The low interest rate environment has put a lot of pressure on the profitability of books of business, creating more demand for yield enhancement solutions, according to Gokul Sudarsana, managing director, HSCM Bermuda Management Company.

“On the buy side, there are asset focused buyers, private reinsurance and capital markets, that have the right asset origination and structuring capabilities to be able to capitalize on the illiquid, long duration nature of the underlying liabilities and provide that yield enhancement solution to the seller, whether it's via M&A or reinsurance,” Sudarsana said.

Commenting on the future outlook for life ILS, Sudarsana confirmed that it is a growing focus: “It is a diversifying earnings stream, and even the more the asset intensive business does have some diversifying element.”

However, the underlying business also has biometric risk, including mortality and longevity risk, as well as lapse risks, that are embedded in the analysis of the liability and cash flows, he added.

Product Revolution

KBRA’s Peter Giacone explained how many life companies are choosing to live with their legacy business but at the same time speeding up the new product development cycle, for example by offering lower minimum guarantees.

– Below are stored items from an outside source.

PR #335, opened 2026-07-29
Fix `JoinAttrs` not joining attributes in nested groups

milanobrtlik:
`JoinAttrs` unwraps `g.Group` only one level deep, so an attribute nested deeper is never
merged. It falls through to the result verbatim, and `renderChild`, which recurses into groups
at any depth, then emits it as a second attribute of the same name. Browsers keep the first
occurrence, so the value is silently dropped.

### Reproduction

Against `main` @ d1fd82b:

```go
Div(JoinAttrs("class", g.Group{Class("party"), g.Group{Class("gold")}}, Class("hat")))
```

renders

```html
<div class="party hat" class="gold"></div>
```

instead of `<div class="party gold hat"></div>`. With three levels it degrades further —
`<div class="a" class="b" class="c d"></div>`.

### Why it comes up

Two-level groups arise from the composition pattern the docs already show: a component that
forwards `g.Group(children)` into `JoinAttrs`, called by another component that does the same.
`g.Map` also returns a `Group`, so mapping over data into a `JoinAttrs` call hits it too. The
existing group test missed this because it forwards an element rather than an attribute, and
elements are appended to `result` either way.

### Fix

Unwrap recursively in `processNode`, mirroring what `renderChild` does, so `JoinAttrs` sees
exactly what will be rendered. Element order is preserved: non-attribute children stay in place
and the joined attribute lands at the position of the first match, same as before.

Four test cases added — two-level, three-level, nested components, and element order inside
nested groups. Existing tests unchanged, coverage stays at 100%.

The doc comment is updated to say groups are transparent, since the previous wording
("Attributes on non-direct descendants are ignored") no longer describes the behaviour.

### DIFF
--- a/components/components.go
+++ b/components/components.go
@@ -67,14 +67,17 @@ func (c Classes) String() string {
 }
 
 // JoinAttrs joins attributes with the given name on the first level of the given nodes.
-// Attributes on non-direct descendants are ignored.
+// A [g.Group] is transparent and doesn't count as a level, so attributes inside one are joined
+// at any depth, matching how groups are rendered.
+// Attributes on non-direct descendants, for example inside a child element, are ignored.
 // Non-empty attribute values are joined by spaces into a single attribute.
 // Empty, whitespace-only, and boolean (valueless) attributes are deduplicated and discarded
 // if a non-empty value exists. If only boolean/empty attributes match, a single boolean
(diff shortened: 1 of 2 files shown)


markuswustenberg:
Thanks! I had forgotten about this one. :-)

Even some of the smaller, mid-sized and niche players are being very aggressive about their product design features, he noted. “They’re saying, ‘We're in this for the long haul; we can't maybe do much about the book that we have, but we sure as hell can put on business going forward that doesn't dig the hole any deeper.

“I think product design is an important way forward for a company that may not have options in terms of shedding legacy businesses -- or decides not to for strategic reasons.”

Pandemic Fall-Out

COVID-19 is having a huge impact on mortality in societal terms and leaving a significant mark on the life industry, J.C. Brueckner said. But if the industry has managed mortality risk well so far, the longer term impact of COVID-19 is harder to discern: “There are a lot of factors that we need to look at - what's the impact of people not having medical care over time, or didn't have access, during lockdown to have regular checkups, or were afraid to go to a doctor's office because of fear of spread of the virus… there's excess mortality that isn't designated as COVID claims.”

The fall-out from the pandemic will affect individual life companies differently depending on their particular liability set, according to Chris Blunt. “If you've got a book of annuities, for example, [it will be] much less impactful than it will with a life book. And even within life, it depends on what your life book looks like: is it middle market people in their 40s? Is it affluent, older individuals? It's complicated.”

Blunt said pandemic has shown that when analyzing companies, either from a credit perspective or an investment perspective, it is important to examine the makeup of their existing liabilities: “I think for a while now, we've been appropriately very focused on the impact of interest rates. And I think this is reminding us that there's a lot of other factors at play when you're trying to assess a life insurance company.”

The industry as a whole has weathered pandemic quite well, underlining the strength of the industry, KBRA’s Peter Giacone said: “From a credit agency perspective, it was definitely an earnings event for the most part, not a capital event. Challenges remain, but companies that focus on the fundamentals of good risk management and solid ALM will be in a great position to take advantage of the opportunities as we move forward.”